His father’s death in July 1858 made it necessary for Carrington to take over the management of the brewery and prevented his further personal participation in this program; the continual pressure of the business subsequently caused him to abandon the project altogether. His Observations of the Spots on the Sun From Novi 9, 1853, to March 24, 1861, Made at Redhill, a ponderous quarto volume, was published in 1863 with the aid of Royal Society funds. Despite his devotion to the above-mentioned tasks, Carrington took time to travel, although his motives for doing so were inevitably linked to his astronomical interests. As a young man of twenty-five he went from Durham to the small town of Lilia Edet in Sweden to observe a total solar eclipse; he described this experience in an Admiralty pamphlet printed and circulated in May 1858 to those who might be in South America to witness a similar eclipse later that year. After a second visit to the Continent in 1856, he drew up a valuable report on the condition of a number of German observatories (Monthly Notices of the Royal Astronomical Society, 17). He made a number of other contributions to the Monthly Notices, including three articles on the motions and distribution of sunspots and another on the distribution of cometary orbits with regard to the direction of solar motion. He also described a solar flare that he had observed for a few minutes on 1 September 1859, a phenomenon which at that time was quite unknown.
In a letter to the vice-chancellor of Cambridge, dated 13 April 1861, Carrington claims to have visited and carefully inspected, and considered the construction and adaptation of, many of the leading Continental observatories; all of those in England, Scotland, and Ireland; and very many private establishments at home and abroad. Moreover, he knew nearly all the opticians and their works and nearly all the observers, and was unusually familiar with materials and construction of both buildings and instruments.

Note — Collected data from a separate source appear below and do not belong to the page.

PR #239, opened 2026-09-19
test: cover Codex file change summaries

### LINKED ISSUE #234: internal/adapter: codexLegacyFileChangeSummary and the file-change truncation path have no test coverage
`codexLegacyFileChangeSummary()` (`internal/adapter/codex.go:2585`) measures **0.0%**, and the `codexFormatFileChanges()` helper it delegates to (`internal/adapter/codex.go:2621`) sits at **65.0%** — the truncation and fallback branches are the uncovered part.

Together they build the one-line "Approve file changes: …" summary shown when Codex asks permission to edit files. Both are pure: a map of raw JSON in, a string out. No process, no transport.

### `codexLegacyFileChangeSummary(fields map[string]json.RawMessage) string`

- It reads `fields["fileChanges"]` and **falls back to `fields["changes"]`** when the first is absent *or* is literal JSON `null`. The `null` case is a real one — the check is `bytes.Equal(raw, []byte("null"))`, not just a length test — so `{"fileChanges": null, "changes": [...]}` must use `changes`. A refactor to a plain length check would silently stop falling back.
- Both keys absent, or both `null`, returns `""`.
- Malformed JSON returns `""` rather than propagating the unmarshal error.
- A well-formed list maps `path`, `type` and `move_path` onto the summary items and hands off to `codexFormatFileChanges`.

### `codexFormatFileChanges(changes) string`

- Empty slice returns `""` (no `Approve file changes:` prefix).
- An empty `Kind.Type` defaults to `update`; an empty `Path` defaults to `unknown path`. Both are whitespace-trimmed first, so `"   "` counts as empty for each.
- The move form is conditional: it renders `move <path> -> <movePath>` **only when the kind is `update` and `MovePath` is non-blank**. A non-`update` kind with a `MovePath` set does *not* render as a move — worth a row, it is easy to regress into an unconditional move check.
- `maxShown` is 5. Six or more changes render the first five and then append `+ N more`, where N is `len(changes)-5`. Exactly five must **not** append the suffix — pin the boundary at 5 and at 6.
- Parts are joined with `"; "` behind the `Approve file changes: ` prefix.

### Notes

Add to `internal/adapter/codex_test.go`, or a new `internal/adapter/codex_filechanges_test.go`. Both helpers are unexported, so the test lives in `package adapter`. Table-driven is the right shape.

Build the input with `map[string]json.RawMessage{"fileChanges": json.RawMessage(`[...]`)}` — no adapter needs starting.

Use `go test ./internal/adapter/ -run TestCodexFormatFileChanges` while iterating; the full package suite is slow.

Worth checking your own test the way we check them: change `maxShown` to 4, or drop the `kind == "update"` condition from the move branch, and confirm your test fails. If it still passes, the case is not pinning the rule.

nightcityblade:
Fixes #234

Covers legacy-field fallback, malformed input, summary defaults, move formatting, and the five-item truncation boundary.

Tests: `go test ./internal/adapter/ -run 'TestCodex(LegacyFileChangeSummary|FormatFileChanges)'`


mar-schmidt:
Merged. Dropping the `changes` fallback, setting `maxShown` to 4, removing the `update`/`unknown path` defaults, and letting move formatting ignore `kind == "update"` each fail a test. The five-vs-six boundary is the useful one.

One note: the `malformed` case passes either way, since `json.Unmarshal` validates before it decodes, so the error branch can't be distinguished from the outside. Not a gap in the test, just nothing there to pin.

The failure of his bid for the directorship of the Cambridge Observatory on the occasion of Challis’ resignation came as a great blow to him; indeed, judging from a comment in a letter to John Herschel written five weeks earlier, it would appear to have been directly responsible for his decision to sell the Redhill observatory about this time. Nevertheless, Carrington was unable to suppress his love for astronomy and was soon contemplating the prospect of going to Chile to observe the stars in the neighborhood of the south celestial pole; however, a severe illness in 1865 left his health permanently impaired and this plan never materialized. Instead, he disposed of his brewery and retired from business to Churt, Surrey, where he established a new observatory on top of an isolated conical hill in a lonely and picturesque spot known as the Middle Devil’s Jump.
Carrington died at his home on 27 November 1875, apparently as the result of a brain hemorrhage, only ten days after his wife Rosa had been found dead in bed after taking an overdose of chloral hydrate. In his will Carrington left £2,000 to the Royal Astronomical Society, with which he had been actively associated for nearly half his lifetime and which he had served so conscientiously as secretary from 1857 to 1862.
It is known that Carrington had a wife, named Rosa, who died ten days prior to him, in her bed, after taking an overdose of chloral hydrate.